* _THE PROBLEM_
Your job is to report every line of the entries that has "service".

-- RECORDS TO PROCESS follows --

PR #677, opened 2018-01-08
UI Tests + Robot Pattern Starter

designatednerd:
The good news is this PR is not **as** bad as it looks: Only 1415/~7400 additions and 51/~230 additions are actually adding tests. 

The bad news is...this still kind of got away from me a little, since in order to get something complete I needed to write a bunch of boilerplate. 

The biggest thing in this PR is the addition of UI Tests following the Robot pattern. This is a pattern I've already discussed at length with @roberthein and @marijnschilling and have used extensively in other projects. 

I really need to write a blog post on it so I don't have to keep making people look at slides or videos, but [here's a video of the short version](https://www.youtube.com/watch?v=flZDWc25paw) and [here are some slides from the long version](https://speakerdeck.com/designatednerd/better-ui-testing-with-swift-robots-cocoaconf-next-door-san-jose-june-2017) from my talk on this. 

The TL;DR is that it's a pattern using protocols to make it easier to read UI tests by abstracting away implementation details for what each action taken by a user is doing. It also allows easy swap-out of the underlying framework, which I talk about at length in the short video but you can see for yourself in the [test project](https://github.com/designatednerd/GoCubs) that I've been using along with that talk. 

Phew. OK.

In this PR: 
- Add a "Tests_UI" non-UI test bundle. I know that sounds weird, but what Apple considers as a non-UI tests bundle is anything that runs in the same process as the main app, which Earl Grey (and KIF) do. 
- Add that bundle to the Podfile and then `pod install`, which is where the vast majority of the changed lines come from. 
- Add `BasicRobot`, `EarlGreyRobot`, and a few other instances of the Robot Pattern to test stuff on the splash screen
- Add `SplashScreenUITests` to actually test those items. 
- Fix a bug with the notification stuff not being fired on the main thread, since that was causing weirdness with the tests. 
- Add utilities for determining whether tests are running and showing test-only alerts for things which Earl Grey isn't capable of testing (ie, system alerts and SFSafariViewController). 
- Swap out `main.m` for `main.swift` to take advantage of centralized utility. 
- Disable the test for creating a new account until issues with sign-out are addressed.


marijnschilling:
I'm super enthousiastic about this robot pattern! Would like to get into it. In this PR can I already try to see if i can apply it to centain ViewController I made? that might be a nice way to review this PR, since there's so much code to check! That might be a nice way to get to know it ✌️

designatednerd:
@marijnschilling yes, although there is some weirdness around logout that means you already have to have a logged in user to test it on anything beyond the login/create account barrier.

marijnschilling:
I will start a new feature and maybe we can discuss how i could use these robots 🤖  to test the feature.

Tests_UI/SplashScreenUITests.swift
```diff
@@ -0,0 +1,95 @@
...
+        self.splashRobot
+            .validateOnSplashScreen()
+            .select(button: .createNewAccount)
+            .validateTermsDialogShowing()
+            .select(termsOption: .read)
+            .validateTermsDialogGone()
+            .validateTestAlertShowing(withMessage: TestOnlyString.readTermsAlertMessage(termsURL: expectedTermsURL))
+            .dismissTestAlert()
+            .validateTestAlertGone()
+
```
yuliaveres: do we need to `validateOnSplashScreen` again ?

Toshi/Protocols/PaymentPresentable.swift
```diff
@@ -0,0 +1,93 @@
...
+
+extension PaymentPresentable where Self: UIViewController {
+
+    /// Displays payment confirmation for given user info and parameters
+    ///
+    /// - Parameters:
+    ///   - userInfo:
+    ///   - parameters: include from, to, and value in wei fields
+
+    func displayPaymentConfirmation(userInfo: UserInfo, parameters: [String: Any]) {
```
yuliaveres: this is probably post merge leftover.

Tests_UI/Robots/SignInRobot.swift
```diff
@@ -0,0 +1,85 @@
...
+        tapButtonWith(accessibilityLabel: button.accessibilityLabel,
+                      file: file,
+                      line: line)
+        
+        return self
+    }
+    
+    // MARK: - Validators
+    
+    @discardableResult
```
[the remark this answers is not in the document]
designatednerd: Yeah we can definitely take a look at that long term - this stuff isn't getting called from any tests quite yet.

Tests_UI/SplashScreenUITests.swift
designatednerd: Personally I don't think so since the test alerts never actually do anything

Tests_UI/Robots/MyProfileRobot.swift
```diff
@@ -0,0 +1,146 @@
...
+    qrCode,
+    signOut,
+    storePassphrase
+    
+    var accessibilityLabel: String {
+        switch self {
+        case .advanced:
+            return Localized("settings_cell_advanced")
+        case .balance:
+            assertionFailure("You need to set this up on the balance cell before you use it")
```
marijnschilling: Aha so because by default the accesibility label is the title in the view, we don't need to set in on the `advanced` cell because we can just point to the localized string used on that cell. 

But for the others we should set it manually in the `ProfileTableViewController`?

Would we use LocalizedStrings for that as well?

Tests_UI/Robots/SignInRobot.swift
```diff
@@ -0,0 +1,83 @@
...
+// MARK: - Robot to deal with the Sign In With Passphrase page of the app
+
+protocol SignInRobot: BasicRobot { }
+
+// MARK: The various buttons which are on the passphrase page
+
+enum SignInScreenButton {
+    case
+    back,
+    howWork,
```
marijnschilling: `howWork` 😂 I'm sorry but that sounds like an Amsterdam tourist is asking help for the trainticket machine.

but I guess it kinda makes sense to call `How does it work` that... But i wouldnt be opposed to just writing out the entire title. Thats why they invented autocomplete right? Not just because i think it sounds weird but also to have 0 chance for confusion (not in this case but maybe it could cause confusion in other cases)

It could become quite long, but i dont really see a problem with that myself.

Tests_UI/Robots/SignInRobot.swift
```diff
@@ -0,0 +1,83 @@
...
+    signIn,
+    wordsLeft(words: Int)
```
marijnschilling: I would be interested to see how a check for this would work, is there any reason you haven't wrote a test for this yet?

Tests_UI/SplashScreenUITests.swift
```diff
@@ -0,0 +1,95 @@
...
+            // TODO: Re-enable using full terms check when Earl Grey figures their shit out with SFSafariViewController.
```
marijnschilling: Re-enable what? 😬

Toshi/Controllers/Sign In/SplashViewController.swift
```diff
@@ -155,6 +156,11 @@ final class SplashViewController: UIViewController {
         
         let read = UIAlertAction(title: Localized("accept_terms_action_read"), style: .default) { [weak self] _ in
             guard let url = URL(string: "http://www.toshi.org/terms-of-service/") else { return }
+            guard !UIApplication.isUITesting else {
+                self?.showTestAlert(message: TestOnlyString.readTermsAlertMessage(termsURL: url))
```
marijnschilling: Ah is this showing an alert with a predefined string instead of getting the terms form the interwebs? Is it not working to test this with data from interwebs?

Toshi/Extensions/UIViewController+TestHelpers.swift
```diff
@@ -0,0 +1,40 @@
...
+
+// Methods which help out with testing.
+extension UIViewController {
+    
+    /// Shows a test alert with the given message, a defined title, and an OK button to dismiss it.
+    ///
+    /// - Parameter message: The message to display on the alert.
+    func showTestAlert(message: String) {
+        guard UIApplication.isUITesting else {
+            assertionFailure("DON'T CALL THIS IN PROD!")
```
marijnschilling: Do we need capitalisation? 😬 I'm a bit allergic to it, and think just an assertionfailure wiht an exclimation mark will do the job just fine.

Toshi/Resources/Base.lproj/Localizable.strings
```diff
@@ -199,6 +199,8 @@
 "sign-out-failure-title" = "Could not sign out";
 "sign-out-failure-message" = "Error attempting to unregister from chat service. Our engineers are looking into it.";
 "cancel_action_title" = "Cancel";
+"back_action_title" = "Back";
```
marijnschilling: maybe we can make a file for ui testing specific localized strings? Or maybe a separate section in this file? Easier to not get them mixed up and wornlgy used that way

Toshi/Utilities/AccessibilityIdentifier.swift
```diff
@@ -0,0 +1,22 @@
...
+//
+// You should have received a copy of the GNU General Public License
+// along with this program.  If not, see <http://www.gnu.org/licenses/>.
+
+import Foundation
+
+// Accessibility identifiers which will never be visible to users or read to VoiceOver users - only used for testing purposes.
+enum AccessibilityIdentifier: String {
+    case
+    mainTabBar = "main_tab_bar"
```
marijnschilling: I don't get this 😬 In what case do we choose to use the label and in which the identifier?

Toshi/Utilities/TestOnlyString.swift
```diff
@@ -0,0 +1,31 @@
...
+// but WITHOUT ANY WARRANTY; without even the implied warranty of
+// MERCHANTABILITY or FITNESS FOR A PARTICULAR PURPOSE.  See the
+// GNU General Public License for more details.
+//
+// You should have received a copy of the GNU General Public License
+// along with this program.  If not, see <http://www.gnu.org/licenses/>.
+
+import Foundation
+
+// Strings which will only be used during UI testing and thus do not need to be localized or instantiated.
```
marijnschilling: hmmm maybe just add the `Back` and `Done` button strings here?

Tests_UI/Robots/BasicRobot.swift
```diff
@@ -0,0 +1,140 @@
...
+    // MARK: - Is it there?
+    
+    /// Runs an action where the implementation's test framework validates that a view is presently visible based on its accessibility label.
+    ///
+    /// - Parameters:
+    ///   - accessibilityLabel: The Accessibility Label of the view to look for. This would be read out loud to VoiceOver users.
+    ///   - file: The file from which this method is being called.
+    ///   - line: The line from which this method is being called.
+    func confirmViewVisibleWith(accessibilityLabel: String,
+                                file: StaticString,
```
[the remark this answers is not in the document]
designatednerd: So it's more for when you run them locally - this causes the failure error to show up at the file and line of the caller, so you can see where the failure occurred.

Tests_UI/Robots/BasicRobot.swift
```diff
@@ -0,0 +1,140 @@
...
+    // MARK: - Universal actions
+    
+    @discardableResult
+    func dismissTestAlert(file: StaticString = #file,
+                          line: UInt = #line) -> Self {
+        tapViewWith(accessibilityLabel: TestOnlyString.okButtonTitle,
+                    file: file,
+                    line: line)
+        
+        return self
```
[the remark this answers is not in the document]
designatednerd: to allow the DSL-like chaining that's used in the tests.

Tests_UI/Robots/BasicRobot.swift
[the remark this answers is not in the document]
marijnschilling: Oh really, i didnt see this happening when i was running the test when i was logged in, so when they failed then.

Tests_UI/Robots/EarlGreyRobot.swift
```diff
@@ -0,0 +1,133 @@
...
+import EarlGrey
+import UIKit
+@testable import Toshi
+import XCTest
+
+// MARK: - Concrete implementation of Robot pattern for Earl Grey
+
+class EarlGreyRobot {
+    
+    private func retriveElementOfClass<T>(_ clazz: T.Type, _ completion: @escaping (T?) -> Void) -> GREYActionBlock where T: AnyObject {
```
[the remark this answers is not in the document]
designatednerd: So `BasicRobot` is a protocol. `EarlGreyRobot` is a concrete implementation of that protocol. 

The methods lower in this file in the `BasicRobot` extension are implementations of the required methods in the `BasicRobot` protocol. These methods are exclusive to Earl Grey, which is why they're only in the `EarlGreyRobot`. 

The methods in the `EarlGreyRobot: BasicRobot` extension can call into these methods because they are within the same class.

Does that make more sense?

Tests_UI/Robots/MyProfileRobot.swift
designatednerd: Correct, for most things you can use the `accessibilityLabel` with the text on the view.

For these two, there's two labels that are of variable content, so we need to decide if we want to make a single combined accessibility label for the cell or if we want to just use an identifier. 

Since I'm not actually doing tests with this yet, I left this with TODOs

Tests_UI/Robots/SignInRobot.swift
designatednerd: I wanted to keep the initial PR to a single set of tests. I will definitely be adding tests for this once this PR is merged.

Tests_UI/Robots/SignInRobot.swift
designatednerd: Nah, that's fair, I'll update the name

Toshi/Controllers/Sign In/SplashViewController.swift
designatednerd: It is not, that's what the above TODO is around - the problem is that EarlGrey doesn't play super nice with SafariViewControlller at the moment. (Neither does KIF, for what it's worth). 

At this point, we can at least still check that the correct URL will be navigated to by showing an alert and checking its contents.

Toshi/Extensions/UIViewController+TestHelpers.swift
designatednerd: I wanted this to be an extra-obnoxious failure. :trollface:

Toshi/Resources/Base.lproj/Localizable.strings
designatednerd: There's another place where we actually use this within the application, IIRC. 

I'm working on something to try to generate code based on our localizable.strings file though, so hopefully that will help

Toshi/Utilities/AccessibilityIdentifier.swift
designatednerd: `accessibilityLabel`s are read out loud to voice-over users. They should be localized so, for example, a Dutch-speaking VoiceOver user doesn't get a bunch of random things read to them in English. 

`acccessibilityIdentifier`s are only available to tests, and will never be seen or read by voiceover users, so they don't need to be translated or have semantic meaning, they just need to be consistent. 

When I write tests, I mostly use `Labels` for anything that actually has to be tapped. I use `identifiers` as helpers to say "I need to look for the existence of this view" or "i need to look for a subview of this view"

Toshi/Utilities/TestOnlyString.swift
designatednerd: These are things which will be read out loud to voice over users, which is why I want to keep them localized.

Tests_UI/Robots/BasicRobot.swift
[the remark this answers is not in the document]
designatednerd: Yeah if you're logged in, the tests are going to fail since the only actual *tests* I wrote are against things that happen if you're not logged in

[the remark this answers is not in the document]
marijnschilling: oke, but then it doesnt print anything to the console?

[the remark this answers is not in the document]
designatednerd: It does whatever XCTest does by default - by passing all these things through to `XCTAssert` it allows it to fire as if it was actually being called directly in the test method. 

I honestly can't remember if XCTest does it by default or not, but whatever stock XCT would do, this will do.

designatednerd:
🤖 🎉 !!!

-- RECORDS TO PROCESS concluded --

* _ANSWER TO THIS PROBLEM_
             guard let url = URL(string: "http://www.toshi.org/terms-of-service/") else { return }
 "sign-out-failure-message" = "Error attempting to unregister from chat service. Our engineers are looking into it.";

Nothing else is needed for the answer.